Researchers have begun to appreciate the importance of copy number variation when considering the connections between DNA and disease.
Most people have two copies of most genes. But some have only one copy, or three, or none. There have been hints that copy number variation (CNV) might range much more widely than zero to three, but such extremes have been hard to analyze in gene sequencing data.
“For all the excitement about copy number variation in human genetics, most earlier research has been limited to the simplest form of CNV, in which you have either a missing segment or an extra copy of it,” said Steven McCarroll, assistant professor of genetics at Harvard Medical School and director of genetics for the Stanley Center for Psychiatric Research at the Broad Institute of MIT and Harvard.
“Here we came up with a way to analyze extreme forms of CNV,” he said. “Now we can start to use this exuberant form of genetic variation to help illuminate the genetic basis of disease.”
McCarroll and colleagues reported their insights about extreme CNV in Nature Genetics on Jan. 26. Their discoveries were made possible by new computational techniques that first author Bob Handsaker developed to analyze whole-genome sequence data from thousands of genomes at once.
“Before, we had no good way to study genes that have a really high copy number, above four,” said Handsaker, a research scientist in the McCarroll lab. “Now we can find places where people’s gene copy number ranges from zero to 15. It’s the first time we’ve been able to measure this kind of variation with such precision.”
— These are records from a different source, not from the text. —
PR #231, opened 2024-11-17
feat: integrate with Euler V2 vaults

xenide:
## Motivation

We need to integrate our AMM with Euler instead of AAVE, since we will be supplying our assets there. 

### Outstanding items:
- [x] handle pause / frozen cases for euler 
   - not handling, in line with how we integrated with aave previously
- [x] integrate additional rewards 
- [x] track total shares and only allow the admin to set another vault when the totalShares is 0


test/integration/Euler.t.sol
```diff
@@ -13,7 +13,7 @@ import { IRewardsController } from "src/interfaces/aave/IRewardsController.sol";
 
 import { FactoryStoreLib } from "src/libraries/FactoryStore.sol";
```
OliverNChalk, line 9: why so many lines deleted in tests, do we still have sufficient coverage?

src/asset-management/EulerV2Manager.sol
```diff
@@ -305,17 +274,50 @@ contract AaveManager is IAssetManager, Owned(msg.sender), ReentrancyGuard {
...
+            lSharesAllocated += lNewSharesEntitled;
+        }
 
-        rClaimed = rewardsController.claimRewards(lMarkets, type(uint256).max, msg.sender, aReward);
+        // the last in the list will take all the remaining shares, and sometimes will get 1 or 2 more than they're entitled to
+        // due to the rounding down in previous calculations for other pairs
+        // this is to prevent the sum of each pair+token's shares not summing up to totalShares
+        shares[aPairs[lLength - 1]][aAsset] = lNewShares - lSharesAllocated;
+        lSharesAllocated += shares[aPairs[lLength - 1]][aAsset];
+        require(lSharesAllocated == lNewShares, "AM: REWARD_SHARES_MISMATCH");
```
OliverNChalk, line 319: Why not just have the interface be a single pair, what value do we get from this multi pair support (cause we take a lot of risk, for instance this could fail if we get unlucky with rounding).

src/asset-management/EulerV2Manager.sol
```diff
@@ -128,62 +108,46 @@ contract AaveManager is IAssetManager, Owned(msg.sender), ReentrancyGuard {
...
         private
         returns (uint256 rShares)
     {
-        uint256 lTotalShares = totalShares[aAaveToken];
-        if (totalShares[aAaveToken] == 0) {
-            rShares = aAmount;
-        } else {
-            rShares = aAmount * lTotalShares / aAaveToken.balanceOf(address(this));
-        }
+        rShares = aVault.previewDeposit(aAmount);
```
OliverNChalk: What is previewDeposit, does it actually deposit?

src/asset-management/EulerV2Manager.sol
xenide: it's because from the perspective of the vaults, the asset manager is the owner of all these shares, and when we claim the rewards, we should claim everything at one go. The approach of doing it for every single pair would work too but it's more txs and calculations.

actually, this math guarantees that this operation won't fail. 

In the past with AAVE it was simpler cuz the guardians (we) could just dump whatever reward token, convert it to aaveTokens, and transfer it back to the asset manager, and the shares proportion would take care of itself.

src/asset-management/EulerV2Manager.sol
xenide: this function simulates a deposit, and tells us how many shares it returns but doesn't actually deposit the assets. Honestly we can just skip this step, and do the deposit right away, and keep track of the shares from the return value of `deposit()`

test/integration/Euler.t.sol
xenide: the deleted cases are for cases in AAVE where the pool is frozen or paused. For Euler, the pools will never be these states so the test cases are no longer applicable. 

Good idea for coverage, I should add it, don't think we're doing coverage on this at the moment.

src/asset-management/EulerV2Manager.sol
OliverNChalk: Sounds good

src/asset-management/EulerV2Manager.sol
```diff
@@ -10,63 +10,51 @@ import { Address } from "@openzeppelin/utils/Address.sol";
...
     event Investment(IAssetManagedPair pair, IERC20 token, uint256 shares);
     event Divestment(IAssetManagedPair pair, IERC20 token, uint256 shares);
 
-    /// @dev tracks how many aToken each pair+token owns
+    error OutstandingSharesForVault();
+
+    /// @dev Mapping from an ERC20 token to an Euler V2 vault.
+    /// This implies that for a given asset, there can only be one vault.
+    /// If the admin of the manager wishes to specify a different vault for an asset, they would have to manually ensure that all pairs have
+    /// divested, otherwise the pairs might not be able to retrieve their assets.
```
OliverNChalk: These lines should wrap at the same width (80 or 100 col)

src/asset-management/EulerV2Manager.sol
```diff
@@ -305,17 +263,61 @@ contract AaveManager is IAssetManager, Owned(msg.sender), ReentrancyGuard {
...
+        bytes32[][] calldata aProofs
+    ) external onlyGuardianOrOwner {
+        aDistributor.claim(aUsers, aTokens, aAmounts, aProofs);
+
+        for (uint256 i = 0; i < aTokens.length; ++i) {
+            SafeTransferLib.safeTransfer(
+                aTokens[i],
+                msg.sender,
+                // the amounts specified in the argument might not be the actual amounts disimbursed by the distributor, due to the possibility of having done the claim previously
+                // thus it is necessary to use balanceOf to transfer the correct amount
```
OliverNChalk: excessively long comment line, limit to 80 or 100

src/asset-management/EulerV2Manager.sol
```diff
@@ -305,17 +263,61 @@ contract AaveManager is IAssetManager, Owned(msg.sender), ReentrancyGuard {
...
     //////////////////////////////////////////////////////////////////////////*/
 
-    function claimRewardForMarket(address aMarket, address aReward)
+    function claimRewards(
+        IDistributor aDistributor,
+        address[] calldata aUsers,
+        address[] calldata aTokens,
+        uint256[] calldata aAmounts,
+        bytes32[][] calldata aProofs
+    ) external onlyGuardianOrOwner {
```
OliverNChalk, line 267: This is the interface for euler, right? If we need to change we can just do windown mode and migrate?

src/asset-management/EulerV2Manager.sol
xenide: okay fixed. Also made forge fmt format the comments as well. Previously it was excluded. However, line_length remains at the default at 120 for now

src/asset-management/EulerV2Manager.sol
xenide: fixed as well

src/asset-management/EulerV2Manager.sol
xenide: this is the interface for merkl, a rewards distribution protocol which euler and its partners have chosen to distribute additional incentives (on top of the base yield). think of it as minichef as a service, fuss free. 

Yes exactly when needed, we can always wind down and migrate. If there rewards not claimable by this function, we can always use the `rawCall` function

OliverNChalk: Perfect sounds good

test/integration/Euler.t.sol
xenide: achieved 100% of the asset manager code: 

https://app.codecov.io/gh/reservoir-labs/amm-core/blob/feat%2Fsupply-euler-vaults/src%2Fasset-management%2FEulerV2Manager.sol

src/asset-management/EulerV2Manager.sol
```diff
@@ -198,14 +152,14 @@ contract AaveManager is IAssetManager, Owned(msg.sender), ReentrancyGuard {
...
+        IERC4626 lToken1Vault = assetVault[lToken1];
 
-        // do not do anything if there isn't a market for the token
-        if (address(lToken0AToken) == address(0)) {
+        // do not do anything if there isn't a designated vault for the token
+        if (address(lToken0Vault) == address(0)) {
             aAmount0Change = 0;
         }
-        if (address(lToken1AToken) == address(0)) {
+        if (address(lToken1Vault) == address(0)) {
```
OliverNChalk, line 159: I checked and it looks like it is but just wanna confirm that setting the delta to zero as there is no change is safe for the callers? For `adjustManagement` and `returnAsset` we could just use `require` right? Then if we made `_calculateChangeAmount` set amount to 0 when there is no manager that wouldnt need this as well?

I guess then we would have two map lookups (though on a warm slot), not sure how bad that is.

What do you think about require vs modifying argument to 0.

src/asset-management/EulerV2Manager.sol
```diff
@@ -305,17 +261,64 @@ contract AaveManager is IAssetManager, Owned(msg.sender), ReentrancyGuard {
...
+    /// @dev The guardian or owner would first call `claimRewards` and sell it for the underlying token.
+    /// The asset manager pulls the assets, deposits it to the vault, and distribute the proceeds in the form of ERC4626
+    /// shares to the pairs.
+    /// Due to integer arithmetic the last pair of the array will get one or two more shares, so as to maintain the
+    /// invariant that the sum of shares for all pair+token equals the totalShares.
+    function distributeRewardForPairs(IERC20 aAsset, uint256 aAmount, IAssetManagedPair[] calldata aPairs)
         external
         onlyGuardianOrOwner
-        returns (uint256 rClaimed)
+        nonReentrant
```
OliverNChalk, line 290: This is the only function marked non reentrant why does this need it and not the others?

OliverNChalk (commented):
Some small comments so far. Really good looking code, hard to find things to complain about haha

src/asset-management/EulerV2Manager.sol
xenide: in the current impl, setting those amounts to 0 is safe for the callers -- the caller won't get a revert. 

Long time ago when I was designing this, I had this consideration too. 

So I think I decided that validating this in `_adjustManagement` is more correct, because it's checking where it matters (here in the core function), right before it interacts with the vaults. If we do it in `adjustManagement` and `returnAsset` it's also correct but it's doing it in the periphery, so to speak. And one day if we introduce another function but forget to check for these conditions it could be problematic. 

In other words, to be robust, we need to validate the inputs in the heart, i.e. `_adjustManagement`. If we do it in the external functions, I think it's at best duplicating the work and at worst opening up to vulnerabilities.

src/asset-management/EulerV2Manager.sol
xenide: actually it's this function plus the internal `_adjustManagement` that have the reentrancy guard. 

The reason is that only these two function change the state, so we have to be take more precautions. 

The rest the external functions are either view or are admin functions that don't modify the important states (`shares` and `totalShares`)

src/asset-management/EulerV2Manager.sol
OliverNChalk: Right but why not just revert in _adjustManagement?

src/asset-management/EulerV2Manager.sol
OliverNChalk: Sounds good, nice

src/asset-management/EulerV2Manager.sol
xenide: cuz `_calculateChangeAmount` used by `afterLiquidityEvent` has no knowledge of whether a certain token has an assigned vault or not. 

And I rather let it do some extra math than do an extra sload to check for the vault. Granted, this sload slot will be warm, but still at least 100 gas. I haven't measured it but my guesstimation is that a few arithmetic operations should still be < 100 gas

OliverNChalk: Sounds good

OliverNChalk (approved):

“We’ve found that in hundreds of genes, there’s a wide variation in copy numbers. Now that we can measure these variations accurately, we can ask whether there are health repercussions,” said Handsaker.
The results also enrich the understanding of human genome evolution, said McCarroll.
Once they had developed a way to study extreme CNV, Handsaker, McCarroll and their team made four primary discoveries.
First: About 88 percent of gene copy number variation among humans arises from extreme copy number variants rather than simple copy number variants.
“These extreme copy number variants are a small fraction of all CNVs, but they have broader effects on genes than we anticipated,” said McCarroll.
Second: The more copies of a gene a person has, the more that gene is expressed.
“You might think this was obvious,” said Handsaker, “but in some organisms, such as plants, when you have more copies, most of them are turned off. It turns out that in humans, they’re all turned on in almost all cases.”
Third: With simple CNV, most people have two copies, while a few outliers have one or three or none. McCarroll’s team found that with extreme CNV, most people don’t have two copies but instead have CNVs scattered across a wide range.
“For a lot of these CNVs with these especially exuberant differences, two randomly chosen people are actually more likely to have different numbers of copies than the same number,” said Handsaker.
Fourth: Sequences with more copies are more likely to mutate further, expanding in copy number quickly and dramatically.
The team found what they call “runaway duplication haplotypes,” in which some versions of a chromosome have acquired as many as 10 copies of a gene over the past thousand or so generations, while other versions of the same chromosome continue to have just one copy.
“The fast, dramatic expansion in copy number of specific genes appears to have been evolutionarily recent and geographically localized,” said McCarroll.
One gene involved in resistance to trypanosomes—parasites that cause human illnesses including sleeping sickness and Chagas disease—evolved to have a high copy number on a subset of the chromosomes in West African populations. Another gene, related to a gene that contributes to asthma resistance, evolved to have a high copy number in Europe.
“These variations show really unusual patterns in some parts of the world,” said McCarroll. “But it’s too soon to know whether they’re doing something important.”
The team is now offering to the research community “the first data resource on extreme forms of CNV and how they actually vary across a large number of people” as well as a software toolkit to analyze extreme CNV in huge sequencing data sets, McCarroll said.
“Until recently, whole-genome sequencing was quite expensive. Today, that’s changing quickly,” McCarroll added. “This work gives us a sense of the kinds of things it’s going to be possible to see in whole-genome sequences that it wasn’t possible to see before.”
Coauthor Jennifer R. Berman is an employee of Bio-Rad Inc.
This research was supported by National Human Genome Research Institute grant R01 HG006855. Additional funding from NHGRI (U01 HG006510) is supporting follow-on work to develop production-ready software that can be used by any research laboratory.